Sunday, November 28, 2004

The man behind Gulf War Syndrome

Asaf Durakovic is frail. His voice carries a subtle quiver and so do his steps. But all that belies the man in him who has successfully withstood, at least so far, the joint might and even wrath of the US, British and Canadian governments. Durakovic served as a Lieutenant Colonel in a medical unit of the US Army in Gulf War I and has since then become synonymous with the still-controversial term, Gulf War Syndrome, which refers to the impact of depleted uranium on soldiers.

Having brought it to the world’s notice as the first case of “radioactive warfare”, he is now analysing soldiers who fought in the two Gulf Wars. Durakovic claims that they have shown a high ratio of depleted uranium that was used in the tank shells for higher penetration power. Independent studies, some as late as this month in UK, have testified that inhaling depleted uranium dust caused severe illnesses amongst the soldiers. “But the government still keeps the issue open,” he says.

Felicitated with the Nuclear-Free Future Award on Sunday, he even had to give up his job as the Head of the Department of Nuclear Medicine at Wilmington Veterans Affairs Medical Center. “It had to be either one of them,” Durakovic recollects. Now he heads the Washington-based Uranium Medical Research Center (UMRC), the only of its kind in the world, that seeks to ascertain how and at what exact level of contamination does depleted uranium cause cancer and genetic change, among other things, in the body.

“We are working on various mathematical models but we are still really very far away,” he adds. The odds are stacked heavily against him as the “malicious” opposition to his work continues. A Canadian, he did not specify on whose behalf, had incognito moved in to UMRC to sabotage the research.

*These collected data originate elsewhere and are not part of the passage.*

PR #1300, opened 2020-12-26
Refactor/satellite tracking properties -> Moving properties to a higher abstraction layer

ee5cd7d5d:
I moved satellite tracking properties to `INDI::Telescope` as suggested [here](https://invent.kde.org/education/kstars/-/merge_requests/169). I refactored the `indi_lx200_10micron` implementation to accommodate the property changes.
@d33psky I have seen you have recently implemented changes in other aspects of the driver. I would appreciate some feedback :)


libs/indibase/inditelescope.h
```diff
@@ -781,6 +789,20 @@ class Telescope : public DefaultDevice
 
         const char * getPierSideStr(TelescopePierSide ps);
 
+        // Satellite tracking
+        IText TLEtoTrackT[1] {};
+        ITextVectorProperty TLEtoTrackTP;
+        IText SatPassWindowT[2] {};
+        ITextVectorProperty SatPassWindowTP;
+        enum
```
d33psky, line 797: let's name this enum

drivers/telescope/lx200_10micron.cpp
```diff
@@ -60,7 +58,7 @@ LX200_10MICRON::LX200_10MICRON() : LX200Generic()
 
     SetTelescopeCapability( TELESCOPE_CAN_GOTO | TELESCOPE_CAN_SYNC | TELESCOPE_CAN_PARK | TELESCOPE_CAN_ABORT |
         TELESCOPE_HAS_TIME | TELESCOPE_HAS_LOCATION | TELESCOPE_HAS_PIER_SIDE |
-        TELESCOPE_HAS_TRACK_MODE | TELESCOPE_CAN_CONTROL_TRACK | TELESCOPE_HAS_TRACK_RATE );
+        TELESCOPE_HAS_TRACK_MODE | TELESCOPE_CAN_CONTROL_TRACK | TELESCOPE_HAS_TRACK_RATE | TELESCOPE_CAN_TRACK_SATELLITE );
```
d33psky, line 61: I'll move these flags to one per line later.

drivers/telescope/lx200_10micron.cpp
```diff
@@ -784,19 +757,30 @@ bool LX200_10MICRON::CalculateTrajectory(int year, int month, int day, int hour,
...
-                year, month, day, hour, minute, nextpass);
-    date_pass.years = year;
-    date_pass.months = month;
-    date_pass.days = day;
-    date_pass.hours = hour;
-    date_pass.minutes = minute;
-    date_pass.seconds = 0.0;
-    JD = ln_get_julian_day(&date_pass);
+    struct ln_date start_pass;
+    if (extractISOTime(start_pass_iso, &start_pass) == -1)
```
d33psky, line 761: does this thing require HAVE_LIBNOVA ?

indicom.h has it in #ifndef _WIN32
indicom.c has it in #if defined(HAVE_LIBNOVA)

drivers/telescope/lx200_10micron.cpp
```diff
@@ -771,7 +744,7 @@ bool LX200_10MICRON::SetTLEfromDatabase(int tleN)
     return 0;
 }
 
-bool LX200_10MICRON::CalculateTrajectory(int year, int month, int day, int hour, int minute, int nextpass, ln_date date_pass)
+bool LX200_10MICRON::CalculateSatTrajectory(char *start_pass_iso, char *end_pass_iso)
```
d33psky, line 747: good to see ISO8601 in use :) maybe name it start_pass_isodatetime for clarity ?

drivers/telescope/lx200_10micron.cpp
```diff
@@ -1184,9 +1150,9 @@ bool LX200_10MICRON::ISNewSwitch(const char *dev, const char *name, ISState *sta
             IDSetSwitch(&AlignmentSP, nullptr);
             return true;
         }
+        if (strcmp(TrackSatSP.name, name) == 0)
+          {
```
d33psky, line 1154: spacing

drivers/telescope/lx200_10micron.cpp
```diff
@@ -1274,27 +1240,51 @@ bool LX200_10MICRON::ISNewText(const char *dev, const char *name, char *texts[],
...
             }
+
+           return true;
+        }
+        if (strcmp(name, "SAT_PASS_WINDOW") == 0)
+        {
+
+          IUUpdateText(&SatPassWindowTP, texts, names, n);
+          if (0 == CalculateSatTrajectory(SatPassWindowT[0].text, SatPassWindowT[1].text))
+            {
```
d33psky, line 1273: spacing

drivers/telescope/lx200_10micron.h
```diff
@@ -138,9 +138,7 @@ class LX200_10MICRON : public LX200Generic
     bool SetTLEtoFollow(const char *tle);
     bool SetTLEfromDatabase(int tleN);
     bool TrackSat();
-    bool CalculateTrajectory(int year, int month, int day, int hour, int minute, int nextpass, ln_date date_pass);
-    struct ln_date today;
-    struct ln_date date_pass;
+    bool CalculateSatTrajectory(char *start_pass, char *end_pass);
```
d33psky, line 141: let's use the same names as in the implementation

d33psky (commented):
Nice work :)
I left some comments and questions

libs/indibase/inditelescope.h
ee5cd7d5d: Done

drivers/telescope/lx200_10micron.cpp
ee5cd7d5d: I went ahead and did it :)

drivers/telescope/lx200_10micron.cpp
ee5cd7d5d: It does require HAVE_LIBNOVA, in order to use `ln_date` and `ln_get_julian_day`. What should I do in this respect?

drivers/telescope/lx200_10micron.cpp
ee5cd7d5d: Done

drivers/telescope/lx200_10micron.cpp
ee5cd7d5d: Which spacing? If its the one before `IUUPdateText`, just fixed it :+1:

drivers/telescope/lx200_10micron.cpp
ee5cd7d5d: ?

drivers/telescope/lx200_10micron.h
ee5cd7d5d: Done

drivers/telescope/lx200_10micron.cpp
d33psky: the { should move 2 positions to the left

drivers/telescope/lx200_10micron.cpp
d33psky: I think the `#ifndef _WIN32` in indicom.h should be replaced with `#if defined(HAVE_LIBNOVA)` and the extractISOTime calls should have `#if defined(HAVE_LIBNOVA)` as well. @knro do you agree ?

drivers/telescope/lx200_10micron.cpp
d33psky: thanks :)

drivers/telescope/lx200_10micron.cpp
knro: Right, we use astyle for the formatting. It's documented in the README.md in the Github page.

drivers/telescope/lx200_10micron.cpp
```diff
@@ -771,7 +754,7 @@ bool LX200_10MICRON::SetTLEfromDatabase(int tleN)
     return 0;
 }
 
-bool LX200_10MICRON::CalculateTrajectory(int year, int month, int day, int hour, int minute, int nextpass, ln_date date_pass)
+bool LX200_10MICRON::CalculateSatTrajectory(char *start_pass_isodatetime, char *end_pass_isodatetime)
```
knro, line 757: const char * or better const std::string & if you can

libs/indibase/inditelescope.cpp
```diff
@@ -170,6 +170,28 @@ bool Telescope::initProperties()
...
+        IUFillText(&TLEtoTrackT[0], "TLE", "TLE", "");
+        IUFillTextVector(&TLEtoTrackTP, TLEtoTrackT, 1, getDeviceName(), "SAT_TLE_TEXT", "Orbit Params", SATELLITE_TAB, 
+        IP_RW, 60, IPS_IDLE);
+
+        char curTime[32] = {0};
+        std::time_t t = std::time(nullptr);
+        struct std::tm *utctimeinfo = std::gmtime(&t);
+        strftime(curTime, sizeof(curTime), "%Y-%m-%dT%H:%M:%S", utctimeinfo);
+        
+        IUFillText(&SatPassWindowT[1], "SAT_PASS_WINDOW_END", "End UTC", curTime);
```
knro, line 184: use enum instead of 0 and 1 indexes. I think I'll require enums for all new code.

libs/indibase/inditelescope.h
```diff
@@ -781,6 +789,20 @@ class Telescope : public DefaultDevice
...
         const char * getPierSideStr(TelescopePierSide ps);
 
+        // Satellite tracking
+        IText TLEtoTrackT[1] {};
+        ITextVectorProperty TLEtoTrackTP;
+        IText SatPassWindowT[2] {};
+        ITextVectorProperty SatPassWindowTP;
+        enum SATELLITE_TRACKING
+        {
+            SAT_TRACK,
```
knro, line 799: Please document the enum using Doxygen style coding.

Also, I think the class itself should probably document how this is used with a simple example. This is to allow prospective developers from understand what these properties are exactly for and how to utilize them in their own drivers.

knro (changes requested):
Few minor changes and documentation updates.

libs/indibase/inditelescope.h
ee5cd7d5d: Sure! Is a docstring fine regarding the example? Or is it maybe better to just point at the implementation in the LX200 so they see how it was done in that case?

drivers/telescope/lx200_10micron.cpp
ee5cd7d5d: Done

drivers/telescope/lx200_10micron.cpp
ee5cd7d5d: I formatted the entire file using astyle and the config stated in the README. Let me know if something was done incorrectly

libs/indibase/inditelescope.cpp
ee5cd7d5d: That's great! No magic numbers is always better. I created an enum and documented it

drivers/telescope/lx200_10micron.cpp
ee5cd7d5d: I can do that, it's just two lines. I am just unsure what would be the behavior in that case: if it does not have LIBNOVA it should simply return an error `LOG_ERROR("Libnova not available, can't process date")` or something like that? Or do you have some other suggestion?

knro:
All drivers have access to libnova. It's just that a client utilizing indicom might not have access to libnova. So as far DRIVERS are concerned, libnova exists.

libs/indibase/inditelescope.h
ee5cd7d5d: I went ahead and added docstrings with a `\ref` to the LX200_10micron implementation. Let me know if you think that is sufficient

drivers/telescope/lx200_10micron.cpp
knro: No need. As I said, all drivers have access to libnova.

In his latest finding, he claims that civilians in various Afghan cities such as Kabul and Mazar-e-Sharief have reported alarmingly high levels of non-depleted uranium because the bombs that were used to strafe Afghanistan after 9/11 came packaged with it. The levels hover around 2,500 nanograms per litre of urine sample, whereas the normal level would be around 10.

“Critics claim that it is natural uranium deposits that mixed with the dust because of the bombing. But geological studies show that the country has no such high-level of uranium deposit,” he says. Moreover, the uranium that showed up in the samples was an isotope that is enriched and not available naturally, Durakovic adds.

Someone at a press conference on Saturday described him as a “whistleblower”. Outside, in privacy, he denies that he is one. “I am just a doctor, a scientist who did not compromise his dignity, honour and integrity for a few dollars. I cannot be bought and my honour is not for sale,” Durakovic says.